Given information:
----

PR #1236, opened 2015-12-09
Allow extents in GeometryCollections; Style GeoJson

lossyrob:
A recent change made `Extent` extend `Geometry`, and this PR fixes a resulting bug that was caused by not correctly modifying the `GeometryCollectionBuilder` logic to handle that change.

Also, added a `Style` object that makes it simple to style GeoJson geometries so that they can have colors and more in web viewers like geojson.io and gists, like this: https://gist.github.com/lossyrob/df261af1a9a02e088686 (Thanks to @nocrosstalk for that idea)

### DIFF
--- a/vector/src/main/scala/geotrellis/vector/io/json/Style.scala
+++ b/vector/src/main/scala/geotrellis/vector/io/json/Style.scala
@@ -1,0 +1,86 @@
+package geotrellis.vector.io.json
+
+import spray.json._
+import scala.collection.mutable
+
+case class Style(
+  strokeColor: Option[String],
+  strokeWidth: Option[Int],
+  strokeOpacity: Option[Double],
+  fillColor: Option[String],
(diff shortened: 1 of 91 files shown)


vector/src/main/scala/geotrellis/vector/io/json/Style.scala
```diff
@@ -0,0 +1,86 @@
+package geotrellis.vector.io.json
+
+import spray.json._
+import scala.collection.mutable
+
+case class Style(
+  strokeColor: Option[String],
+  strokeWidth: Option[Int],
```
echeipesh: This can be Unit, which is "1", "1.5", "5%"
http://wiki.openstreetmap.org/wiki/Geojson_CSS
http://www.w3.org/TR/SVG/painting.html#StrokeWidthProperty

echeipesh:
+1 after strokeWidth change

----

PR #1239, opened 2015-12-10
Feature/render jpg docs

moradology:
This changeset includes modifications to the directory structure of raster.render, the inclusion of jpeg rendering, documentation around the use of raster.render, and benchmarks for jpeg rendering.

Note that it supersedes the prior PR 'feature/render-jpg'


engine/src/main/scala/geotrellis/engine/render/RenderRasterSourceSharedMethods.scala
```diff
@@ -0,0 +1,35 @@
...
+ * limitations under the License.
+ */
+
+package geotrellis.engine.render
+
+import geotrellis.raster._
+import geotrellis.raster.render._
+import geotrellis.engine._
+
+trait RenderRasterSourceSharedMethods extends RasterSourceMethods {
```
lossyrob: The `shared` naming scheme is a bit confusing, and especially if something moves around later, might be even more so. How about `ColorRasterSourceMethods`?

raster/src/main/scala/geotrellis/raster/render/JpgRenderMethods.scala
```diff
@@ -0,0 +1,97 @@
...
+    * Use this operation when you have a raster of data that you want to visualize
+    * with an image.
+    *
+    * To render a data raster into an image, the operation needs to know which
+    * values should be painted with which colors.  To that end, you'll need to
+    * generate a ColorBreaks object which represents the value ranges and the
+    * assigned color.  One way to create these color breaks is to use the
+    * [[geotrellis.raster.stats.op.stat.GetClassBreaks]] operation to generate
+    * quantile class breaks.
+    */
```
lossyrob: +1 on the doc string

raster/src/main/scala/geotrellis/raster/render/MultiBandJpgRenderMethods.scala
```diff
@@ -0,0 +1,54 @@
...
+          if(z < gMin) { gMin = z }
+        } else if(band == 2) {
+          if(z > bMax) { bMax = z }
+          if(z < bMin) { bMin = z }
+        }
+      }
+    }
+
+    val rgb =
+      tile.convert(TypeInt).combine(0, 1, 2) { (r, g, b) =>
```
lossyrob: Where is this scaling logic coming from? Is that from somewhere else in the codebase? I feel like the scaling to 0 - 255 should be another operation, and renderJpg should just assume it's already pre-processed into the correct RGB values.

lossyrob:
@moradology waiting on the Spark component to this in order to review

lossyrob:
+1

----

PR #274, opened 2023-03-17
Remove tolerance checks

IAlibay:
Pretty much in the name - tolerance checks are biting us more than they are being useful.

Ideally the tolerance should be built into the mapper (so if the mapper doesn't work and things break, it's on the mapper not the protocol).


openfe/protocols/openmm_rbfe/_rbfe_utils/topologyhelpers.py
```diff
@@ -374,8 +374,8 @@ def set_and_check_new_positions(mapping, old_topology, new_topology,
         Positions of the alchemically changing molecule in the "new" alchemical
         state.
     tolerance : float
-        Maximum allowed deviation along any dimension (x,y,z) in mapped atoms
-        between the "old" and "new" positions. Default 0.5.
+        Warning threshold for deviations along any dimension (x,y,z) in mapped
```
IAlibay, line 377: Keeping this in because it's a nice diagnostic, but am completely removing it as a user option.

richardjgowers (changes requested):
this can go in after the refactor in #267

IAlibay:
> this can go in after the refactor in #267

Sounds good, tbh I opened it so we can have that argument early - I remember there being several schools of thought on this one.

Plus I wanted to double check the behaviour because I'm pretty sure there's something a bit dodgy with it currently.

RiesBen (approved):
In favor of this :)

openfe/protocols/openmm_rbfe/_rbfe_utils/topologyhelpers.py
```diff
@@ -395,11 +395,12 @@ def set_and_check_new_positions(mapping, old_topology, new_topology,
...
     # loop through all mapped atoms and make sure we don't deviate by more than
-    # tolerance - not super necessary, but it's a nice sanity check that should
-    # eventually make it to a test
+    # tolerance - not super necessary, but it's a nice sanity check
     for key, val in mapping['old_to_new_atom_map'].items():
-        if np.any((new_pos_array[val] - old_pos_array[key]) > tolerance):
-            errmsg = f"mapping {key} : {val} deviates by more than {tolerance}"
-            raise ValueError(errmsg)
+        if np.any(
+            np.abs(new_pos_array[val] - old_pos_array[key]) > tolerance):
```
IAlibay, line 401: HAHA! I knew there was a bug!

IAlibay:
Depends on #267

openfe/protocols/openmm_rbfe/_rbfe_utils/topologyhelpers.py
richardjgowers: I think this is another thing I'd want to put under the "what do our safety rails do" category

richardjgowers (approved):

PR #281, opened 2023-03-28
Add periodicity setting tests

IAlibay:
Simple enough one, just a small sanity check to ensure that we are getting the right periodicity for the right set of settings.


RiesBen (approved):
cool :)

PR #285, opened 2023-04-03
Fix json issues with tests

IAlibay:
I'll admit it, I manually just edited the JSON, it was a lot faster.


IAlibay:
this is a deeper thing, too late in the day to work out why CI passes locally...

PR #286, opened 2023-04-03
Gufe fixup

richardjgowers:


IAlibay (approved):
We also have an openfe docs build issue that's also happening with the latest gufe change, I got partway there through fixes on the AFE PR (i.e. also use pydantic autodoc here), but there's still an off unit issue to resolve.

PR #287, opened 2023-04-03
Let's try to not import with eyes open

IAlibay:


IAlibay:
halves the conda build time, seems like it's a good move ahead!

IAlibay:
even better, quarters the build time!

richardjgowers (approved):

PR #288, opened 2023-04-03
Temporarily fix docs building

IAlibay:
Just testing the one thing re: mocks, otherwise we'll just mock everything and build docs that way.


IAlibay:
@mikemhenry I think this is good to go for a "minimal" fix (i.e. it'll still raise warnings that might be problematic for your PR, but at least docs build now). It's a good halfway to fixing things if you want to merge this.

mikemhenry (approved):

----

To do:
Would you show each line of the listing above that has the string "logic"?

Solved exercise:
A recent change made `Extent` extend `Geometry`, and this PR fixes a resulting bug that was caused by not correctly modifying the `GeometryCollectionBuilder` logic to handle that change.
lossyrob: Where is this scaling logic coming from? Is that from somewhere else in the codebase? I feel like the scaling to 0 - 255 should be another operation, and renderJpg should just assume it's already pre-processed into the correct RGB values.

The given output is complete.